PR #189, opened 2022-10-04
rename Spawner -> Plane

paulgb:
The time has come at last!

Let's not be overly concerned with non-production things that may break with this (e.g. the doc pipeline) because there are some things that can't be fixed until the merge is completed. Tests should still work though.


pretentious7 (approved):
LGTM!

PR #195, opened 2022-10-06
Add arm64 arch to docker builds

paulgb:
This probably works, but it's an action so we won't know until we try it.


paulgb:
Hmm, given that the test failed, maybe this is more involved than I thought. Thoughts, @pretentious7?

paulgb:
LGMT! (just realized I can't review because I opened the PR, but feel free to merge)

PR #199, opened 2022-10-06
Add linux-docker-compose file which starts firefox with X11

pretentious7:


pretentious7:
https://docs.docker.com/compose/extends/

I just learned that one can do multiple docker-compose files and extend configs. This will be a lower maintenance of adding this, so I'll submit this PR again after doing that.

paulgb:
I think the approach we should take here is:
- Stick all compose files in a new subdirectory called `sample-config/compose/`
- Put a compose file that runs only Plane and its dependencies in `plane.yml`
- Create compose files for `firefox-guac.yaml`, `firefox-x11.yaml`, and `firefox-xquartz.yaml`
- Add a shell script in `sample-config` that detects the OS and whether an X11 server is running, and chooses which mix-in to apply accordingly.

We should probably implement these CLI args:
- `--no-browser` (don't run the browser container at all)
- `--open` (open a browser to localhost:3000; gives an error if not using guac mix-in)
- `--no-x11` (default to guac even if x11 is available)
- `--build` (build the Plane containers from the repo source instead of pulling `:latest`)

OTOH, I worry that this breaks the docker compose workflow, e.g. being able to run `docker compose build firefox`, because the user will still have to make compose aware of which mix-ins are used.

I realize that this expands the scope of this PR quite a bit. I'm open to keeping this PR limited in scope and figuring out the CLI in future PRs.

Issue #118, opened 2022-08-20
Allow cookie/bearer token-based authentication to individual backends


paulgb:
Since Spawner includes a Layer 7 proxy, it can refuse requests to a backend if they do not contain a bearer token as a cookie or as an `Authorization` header.

A possible implementation would be:

- Add a field to `SpawnRequest` that indicates that a bearer token should be used.
- Add a field to `SpawnRequestResponse` that contains a randomly-generated bearer token.
- Pass the token to the client, which hits an endpoint on the backend (like `__cookie`) that takes a bearer token and returns it as a `Set-Cookie` header.

We could also allow a token to be provided as a `GET` parameter, so that we could generate URLs that can be shared and grant access to a backend. The proxy would strip that parameter, validate it, and return it as a `Set-Cookie` on the response.

paulgb:
Closed by #302

PR #200, opened 2022-10-06
Refactor SpawnRequest to be composed of RouterConfig and ExecutorConfig

pretentious7:
https://github.com/drifting-in-space/plane/issues/161

I also tried a bunch of things with trying an Executor trait with a trait object, but that felt bad,. However I think this is a good start

### DIFF
--- a/core/src/messages/agent.rs
+++ b/core/src/messages/agent.rs
@@ -255,6 +255,39 @@ pub struct SpawnRequest {
     pub resource_limits: ResourceLimits,
 }
 
+// enum of supported executors
+pub enum Executors {
+    Docker(Box<dyn Executor>),
+}
+
+pub struct DockerExecutableConfig {
+    pub backend_id: BackendId,
+    pub max_idle_secs: Duration,
+    pub env: HashMap<String, String>,
+    pub metadata: HashMap<String, String>,
+    pub credentials: Option<DockerCredentials>,
+    pub resource_limits: ResourceLimits,
+}
+
+pub trait Executor {
+    fn initialize(&self) -> Result<(), anyhow::Error>;
+}
+
+pub trait Executable<A: Executor> {}
+
+pub struct RouterConfig {
+    pub drone_id: DroneId,
+    pub backend_id: BackendId,
+}
+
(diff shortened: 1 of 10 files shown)


core/src/messages/agent.rs
```diff
@@ -254,6 +255,49 @@ pub struct SpawnRequest {
...
+    pub credentials: Option<DockerCredentials>,
+
+    /// Resource limits
+    #[serde(default = "ResourceLimits::default")]
+    pub resource_limits: ResourceLimits,
+}
+
+#[serde_as]
+#[derive(Serialize, Deserialize, Debug, Clone, PartialEq)]
+pub struct RouterConfig {
```
paulgb, line 283: I'm inclined to call this `ProxyConfig`, and use it for things that are specific to the proxy. Currently, that's just the `backend_id`, but will include auth tokens (#118) eventually as well.

We could also just leave these fields in the `SpawnRequest` itself -- unlike the executor, I don't see a clear advantage to bundling them together at this point.

paulgb (commented):
Thanks for this, left a couple comments.

core/src/messages/agent.rs
```diff
@@ -254,6 +255,49 @@ pub struct SpawnRequest {
...
+
+#[serde_as]
+#[derive(Serialize, Deserialize, Debug, Clone, PartialEq)]
+pub struct DockerExecutableConfig {
+    /// The container image to run.
+    pub image: String,
+
+    /// The timeout after which the drone is shut down if no connections are made.
+    #[serde_as(as = "DurationSeconds")]
+    pub max_idle_secs: Duration,
```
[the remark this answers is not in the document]
pretentious7: ah that's right, yes will do

core/src/messages/agent.rs
pretentious7: I think that's sensible yes, will do (leaving the other fields in the SpawnRequest itself). The current main motivation after all is to have `DockerExecutableConfig` be seperately serializeable.

paulgb (approved):
LGTM, thanks for the changes.

PR #201, opened 2022-10-07
Abhi/compose macos

pretentious7:


pretentious7:
`/opt/X11/bin/Xquartz :0 -listen tcp`

needs this in wrapper shell script

PR #202, opened 2022-10-11
test: add web socket test

### LINKED ISSUE #112: Add WebSocket tests
The Ava implementation used a WebSocket client/server library to test this, we should do the same with the new Rust tests. Tricky part may be finding a good simple WebSocket implementation that also supports passing our own TLS certificates and custom DNS resolution.

lalo:
Please squash commits when merging.

Closes #112


paulgb (approved):
Thanks Eduardo, LGTM!

PR #212, opened 2022-10-12
add subscribe jetstream ordered

pretentious7:


core/src/nats.rs
```diff
@@ -374,7 +374,38 @@ impl TypedNats {
...
+            stream,
+            _ph: PhantomData::default(),
+        })
+    }
+
+    pub async fn subscribe_jetstream_ordered<T: JetStreamable>(
+        &self,
+        subject: SubscribeSubject<T>,
+    ) -> Result<JetstreamSubscription<T>> {
+        //TODO: use ordered consumers for this
```
pretentious7, line 389: I was trying to use one of these: https://docs.rs/async-nats/latest/async_nats/jetstream/consumer/type.OrderedPushConsumer.html#
with a wrapper enum implementing .next(), but I had an absolutely miserable time and couldn't figure out how to get the compiler to stop complaining about lifetimes, so I've kept it this way.
another option is to have an ordered: Bool key that toggles the max_ack_pending instead of another function, wdyt @paulgb

core/src/nats.rs
```diff
@@ -369,12 +370,15 @@ impl TypedNats {
                 deliver_policy: DeliverPolicy::All,
                 filter_subject: subject,
                 deliver_subject,
-                ..async_nats::jetstream::consumer::push::Config::default()
+                max_ack_pending: 1, // NOTE: IF YOU REMOVE THIS OR CHANGE THE VALUE,
```
paulgb, line 373: This is important but doesn't need to be all-caps

paulgb (commented):
LGTM, just use regular casing and this is ready

rolyatmax (approved):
--------------------
• _Instructions to follow_
Copy exactly the lines that run from the first line of the data to the line containing "container at all)", please, with both ends included and nothing else.

• _Task response_
PR #189, opened 2022-10-04
rename Spawner -> Plane

paulgb:
The time has come at last!

Let's not be overly concerned with non-production things that may break with this (e.g. the doc pipeline) because there are some things that can't be fixed until the merge is completed. Tests should still work though.


pretentious7 (approved):
LGTM!

PR #195, opened 2022-10-06
Add arm64 arch to docker builds

paulgb:
This probably works, but it's an action so we won't know until we try it.


paulgb:
Hmm, given that the test failed, maybe this is more involved than I thought. Thoughts, @pretentious7?

paulgb:
LGMT! (just realized I can't review because I opened the PR, but feel free to merge)

PR #199, opened 2022-10-06
Add linux-docker-compose file which starts firefox with X11

pretentious7:


pretentious7:
https://docs.docker.com/compose/extends/

I just learned that one can do multiple docker-compose files and extend configs. This will be a lower maintenance of adding this, so I'll submit this PR again after doing that.

paulgb:
I think the approach we should take here is:
- Stick all compose files in a new subdirectory called `sample-config/compose/`
- Put a compose file that runs only Plane and its dependencies in `plane.yml`
- Create compose files for `firefox-guac.yaml`, `firefox-x11.yaml`, and `firefox-xquartz.yaml`
- Add a shell script in `sample-config` that detects the OS and whether an X11 server is running, and chooses which mix-in to apply accordingly.

We should probably implement these CLI args:
- `--no-browser` (don't run the browser container at all)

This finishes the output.